Chapter 5.  Energy Conservation in Photosynthesis:  CO2 Assimilation

  • More about stomata:
    • Table 5.1 show typical density and distribution of stomata.  The range is about 20-400/mm2.
    • Pores occupy 0.2-2% of surface area, but diffusion through pores is very efficient and may be equivalent to rate expected from 70% of surface area.
  • Guard cell movement in brief: due to orientation of cellulose microfibrils in guard cells, when guard cells take up water and become turgid, they expand asymmetrically.  This opens the stoma.
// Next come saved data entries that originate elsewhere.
PR #6494, opened 2026-07-09
fix: support async callables in akickoff before/after callbacks

### LINKED ISSUE #6481: [BUG] before/after_kickoff_callbacks do not support async callables in akickoff

ashusnapx:
## Summary

Fixes silent discarding of async callables in `Crew.akickoff()`.

**Closes #6481**

### Problem

`Crew.akickoff()` is a native async execution path, but `before_kickoff_callbacks` and `after_kickoff_callbacks` were invoked synchronously with no `inspect.isawaitable` check. Async callables were silently discarded — their coroutine objects were never awaited.

```python
async def my_callback(result):
    await some_async_operation()  # never awaited
    return result

crew = Crew(..., after_kickoff_callbacks=[my_callback])
await crew.akickoff()  # callback silently discarded
```

### Fix

| Component | Change |
|---|---|
| `after_kickoff_callbacks` in `akickoff()` | Added `inspect.isawaitable` check + `await` |
| `before_kickoff_callbacks` in `akickoff()` | Created `aprepare_kickoff()` async variant that awaits async callbacks |

Follows the same pattern used by `task_callback` and `step_callback` throughout the codebase:

```python
cb_result = callback(result)
    await cb_result
```

### Files Changed

| File | Change |
|---|---|
| `crew.py` | Added `import inspect`, fixed after_callback loop, imports `aprepare_kickoff` |
| `crews/utils.py` | Added `aprepare_kickoff()` async variant with `inspect.isawaitable` for before_callbacks |
| `tests/crew/test_async_crew.py` | 3 new tests: async before, async after, mixed sync+async |

### Tests

```bash
# Run async crew tests
pytest lib/crewai/tests/crew/test_async_crew.py -v

# Run all crew tests
pytest lib/crewai/tests/test_crew.py lib/crewai/tests/crew/ -v
```

- 14 async crew tests pass (3 new)
- ruff: all checks passed
- mypy: no issues found

### DIFF
--- a/lib/crewai/src/crewai/crew.py
+++ b/lib/crewai/src/crewai/crew.py
@@ -5,6 +5,7 @@ from collections.abc import Callable, Sequence
 from concurrent.futures import Future
 from copy import copy as shallow_copy
 from hashlib import md5
+import inspect
 import json
 from pathlib import Path
 import re
@@ -67,6 +68,7 @@ from crewai.agents.cache.cache_handler import CacheHandler
 from crewai.crews.crew_output import CrewOutput
 from crewai.crews.utils import (
     StreamingContext,
+    aprepare_kickoff,
     check_conditional_skip,
     enable_agent_streaming,
     prepare_kickoff,
@@ -1230,7 +1232,7 @@ class Crew(FlowTrackable, BaseModel):
 
         runtime_scope = crewai_event_bus._enter_runtime_scope()
         try:
-            inputs = prepare_kickoff(self, inputs, input_files)
+            inputs = await aprepare_kickoff(self, inputs, input_files)
 
             if self.process == Process.sequential:
                 result = await self._arun_sequential_process()
@@ -1243,6 +1245,8 @@ class Crew(FlowTrackable, BaseModel):
 
             for after_callback in self.after_kickoff_callbacks:
                 result = after_callback(result)
+                if inspect.isawaitable(result):
+                    result = await result
 
             result = self._post_kickoff(result)
 
--- a/lib/crewai/src/crewai/crews/utils.py
+++ b/lib/crewai/src/crewai/crews/utils.py
@@ -4,6 +4,7 @@ from __future__ import annotations
 
 import asyncio
 from collections.abc import Callable, Coroutine, Iterable, Mapping
+import inspect
 from typing import TYPE_CHECKING, Any
 
 from opentelemetry import baggage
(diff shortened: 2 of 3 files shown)


ErenAta16 (commented):
Same underlying fix as #6500 and #6482 (also open) — the `crew.py` change here is identical to both. Where this one differs is `crews/utils.py`: it copy-pastes the full body of `prepare_kickoff` into a new `aprepare_kickoff` rather than factoring out the shared setup/teardown logic, which #6500 and #6482 both do via extracted helpers. Functionally correct either way and the test coverage here (including the `test_akickoff_mixed_sync_async_callbacks` ordering check) is solid, but the duplication means a future change to the shared kickoff-preparation logic would need to be applied in two places instead of one — worth weighing against the other two when picking which of the three to merge.

ashusnapx:
Refactored - extracted shared logic into _prepare_kickoff_common and _run_before_callbacks. Both prepare_kickoff and aprepare_kickoff now call the shared helpers. No more duplication.

ErenAta16:
Confirmed - `prepare_kickoff` and `aprepare_kickoff` now both go through `_normalize_inputs` and `_prepare_kickoff_common`, with `_run_before_callbacks` handling the sync path and the async version inlining its own `inspect.isawaitable` loop (needed since it has to await mid-loop, so it can't reuse the sync helper as-is). Ran the full `test_async_crew.py` - 14 passed, including the mixed sync/async callback case. No more full-body duplication between the two entry points. Good refactor.

ashusnapx:
Thanks for confirming. Ready for maintainer review.

ErenAta16:
@ashusnapx I think there's been a mix-up, and I'd rather flag it than let it ride: the sentinel problem I described was in **#6500**, not here. Your original version didn't have it. In my comparison table on #6482 I had #6494 marked "callbacks can double-run: no", which I re-verified before writing:

```
=== single callback returning None ===
   sync invocations:  1
   async invocations: 1     <- original #6494, no double-run
```

The double-run needs the "has the caller already applied the callbacks?" flag that #6500 uses. Your structure never had that question to answer, since `aprepare_kickoff` always runs its own loop.

Unfortunately 60a7679 has introduced a real divergence while fixing the non-problem. The `if normalized is None: normalized = {}` guard **inside** the sync loop isn't a first-iteration initializer, it re-normalizes on every pass. That's what recovers when a callback returns `None`: the next callback still receives a dict. Replacing it with an `_UNSET` check that only fires on the first iteration drops that recovery.

Two callbacks, first one mutates in place and returns `None`:

```
-- sync (current main) --
   cb2 received: {'from_cb2': True}   -> completes

-- async (60a7679) --
   TypeError: 'NoneType' object does not support item assignment
```

So `akickoff` now crashes on a callback chain that `kickoff` handles. That's a worse failure than the one this PR set out to fix, because it's an exception rather than a silent no-op, and it only triggers with two or more callbacks where an early one doesn't return the dict.

Keeping the per-iteration guard alongside the awaiting is enough, no sentinel needed:

```python
async def aprepare_kickoff(crew, inputs, input_files=None):
    normalized = _normalize_inputs(crew, inputs)
        if normalized is None:
            normalized = {}
        result = before_callback(normalized)
            result = await result
        normalized = result
    return _prepare_kickoff_common(crew, normalized, input_files)
```

That's line-for-line the sync loop with two lines added for awaiting, which also makes it obvious at review time that the two paths agree.

On your docstring's reasoning, "the next callback would then receive the pre-callback inputs instead of the callback's return value": that isn't what the sync code does. It passes a fresh `{}`, not the pre-callback inputs, because `normalized` was already overwritten with `None` by the assignment before the guard re-runs. So there's nothing to preserve there.

Also worth a test either way. None of the three PRs covers a multi-callback chain where an early callback returns `None`, which is why this slipped through, and it's the case that separates the two designs.

Sorry for the confusion on my end, my #6482 comment named #6500 but I can see how it read as applying to all three.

See Figure 5.5.
  • Now for the details:
    • Uptake of water is due to increase in guard cell water potential, this in turn is due to accumulation of K+, Cl- and malate ions in vacuole.
    • An ATP-ase proton pump produces proton efflux.  This results in passive uptake of K+ and cotransport of Cl-.  Malate is produced by hydrolysis of starch.  See Figure 5.6.
    • Environmental cues:
      • Low CO2 content in substomatal cavity triggers opening.
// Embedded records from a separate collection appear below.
PR #6495, opened 2026-07-09
fix(tools): raise ToolUsageError instead of bare raise for non-dict arguments

ashusnapx:
## Summary

Fixes `RuntimeError: No active exception to re-raise` in `ToolUsage._original_tool_calling()` when `_validate_tool_input` returns a non-dict and `raise_error=True`.

**Closes #6430**

### Problem

`_original_tool_calling()` at `tool_usage.py:853` had a bare `raise` outside any `except` block:

```python
    if raise_error:
        raise   # <-- no active exception here
    return ToolUsageError(...)
```

When this path was hit with `raise_error=True`, Python raised `RuntimeError: No active exception to re-raise` instead of the intended `ToolUsageError`. The `_tool_calling()` fallback relies on catching a meaningful exception to trigger its retry logic, so this produced a confusing RuntimeError.

Also flagged by `ruff check --select PLE0704`.

### Fix

Replace bare `raise` with explicit `raise ToolUsageError(...)`:

```python
    if raise_error:
        raise ToolUsageError(
            f"{I18N_DEFAULT.errors('tool_arguments_error')}"
        )
```

The `except` block above (line 846-848) correctly uses bare `raise` inside an active exception context — left unchanged.

### Tests (4 new)

| Test | What it verifies |
|---|---|
| `test_original_tool_calling_non_dict_raises_tool_usage_error` | `raise_error=True` raises `ToolUsageError`, not `RuntimeError` |
| `test_original_tool_calling_non_dict_returns_error` | `raise_error=False` returns `ToolUsageError` |
| `test_tool_calling_fallback_on_non_dict` | Full `_tool_calling` flow falls back gracefully |
| `test_non_dict_raises_not_runtime_error` | Exception type is `ToolUsageError`, not `RuntimeError` |

All 32 tests in `test_tool_usage.py` pass. `ruff check --select PLE0704` clean.

### Verification

```bash
pytest lib/crewai/tests/tools/test_tool_usage.py -v
ruff check lib/crewai/src/crewai/tools/tool_usage.py --select PLE0704
```

### DIFF
--- a/lib/crewai/src/crewai/tools/tool_usage.py
+++ b/lib/crewai/src/crewai/tools/tool_usage.py
@@ -840,18 +840,21 @@ class ToolUsage:
     ) -> ToolCalling | InstructorToolCalling | ToolUsageError:
         tool_name = self.action.tool
         tool = self._select_tool(tool_name)
+        tool_arguments_error = ToolUsageError(
+            f"{I18N_DEFAULT.errors('tool_arguments_error')}"
+        )
         try:
             arguments = self._validate_tool_input(self.action.tool_input)
 
         except Exception:
             if raise_error:
                 raise
-            return ToolUsageError(f"{I18N_DEFAULT.errors('tool_arguments_error')}")
+            return tool_arguments_error
 
         if not isinstance(arguments, dict):
             if raise_error:
-                raise
-            return ToolUsageError(f"{I18N_DEFAULT.errors('tool_arguments_error')}")
+                raise tool_arguments_error
+            return tool_arguments_error
 
         return ToolCalling(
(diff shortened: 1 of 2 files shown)


ErenAta16 (commented):

ashusnapx:
Fixed — error is now constructed once and reused for both branches (raise and return), matching the approach in #6486. Thanks for the catch.

ErenAta16:
Confirmed - the current diff constructs `tool_arguments_error` once before the try block and both the `raise` and the `return` paths reuse the same instance now. That's the same shape as #6486, so this fix is correct.

ashusnapx:
Thanks for confirming. Ready for maintainer review.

      • Light, especially blue light, triggers opening.  Specific blue light receptors are involved.
      • Drought stress triggers closure:
        • Hydropassive closure - guard cells lose water,  become flaccid.
        • Hydroactive closure - plant senses water deficit, stomata close.  The hormone ABA is involved, and water deficit can be sensed in leaves or roots.
    • All these processes require complex signal transduction pathways, ending with activation of the proton pumps.

·        PCR (Calvin) Cycle - review

    • Carboxylation of C5 sugar to produce unstable C6 compound, dissociates to C3 compound, PGA.
    • Reduction of C3 compound to C3 sugar (a triose, G3P).  This process consumes ATP and NADPH (from the light dependent reaction).
    • Some of the triose is exported, the rest is used to regenerate C5 compound.
    • This is C3 metabolism and is universal in photosynthetic cells.
    • This process is illustrated in more detail in Figures 5.9,10,11.
  • Photorespiration
    • Respiration in the sense that is an O2-consuming and CO2-generating process.  There is no net gain of ATP.
    • Due to oxygenase function of Rubisco.
    • C5 compound oxidized, some of the carbon lost as CO2.  Regeneration of C5 requires ATP.  This is the glycolate cycle.
    • Why?  Some hypotheses:
      • "Oxygenase function of Rubisco is inescapable".  This is a vestigial trait, an echo of the Precambrian world with an atmosphere low in oxygen.
      • The glycolate cycel produces useful compounds (e.g. amino acids) as intermediates.
      • Photorespiration can dissipate excessive excitation energy when light is present but CO2 isn't (closed stomata).
  • C4 and CAM pathways may be ways of compensating for wasteful nature of photorespiration.
  • C4 cycle
    • Uses PEPcase to capture CO2.
    • C1 (CO2) + C3 (PEP) makes C4 (e.g. malate), hence the term.
    • C4 is decarboxylated, CO2 is passed to the Calvin cycle.
    • Benefits:
      • PEPcase has a higher affinity for CO2 than Rubisco, can scavenge CO2 at low concentration when stomata are closed (or nearly so) to conserve H2O.
      • PEPcase is more heat tolerant than Rubisco
      • Physical separation of carboxylation (in mesophyll) and carbon reduction (in bundle sheath) pathways inhibits photorespiration.
    • Ecology of C4 metabolism
      • Has independently evolved in many plant families, but most common in desert and tropical species.
      • High water use efficiency that C3 plants.
      • Better able to exploit high light intensities.
  • CAM, Crassulacean Acid Metabolism
    • CAM plants (typically desert succulents) use the C4 pathway but separate carbon fixation and carbon reduction in time, not space.
    • During the night: stomata open, CO2 diffuses in, C4 pathway fixes carbon in C4 acids.
    • Sunrise: stomata close to reduce water loss.
    • During the day: light dependent reactions turn on, resulting  ATP and NADPH used by PCR (Calvin) cycle to make sugar.
  • CAM and C4 metabolism are illustrated in Figures 5.22,23,26.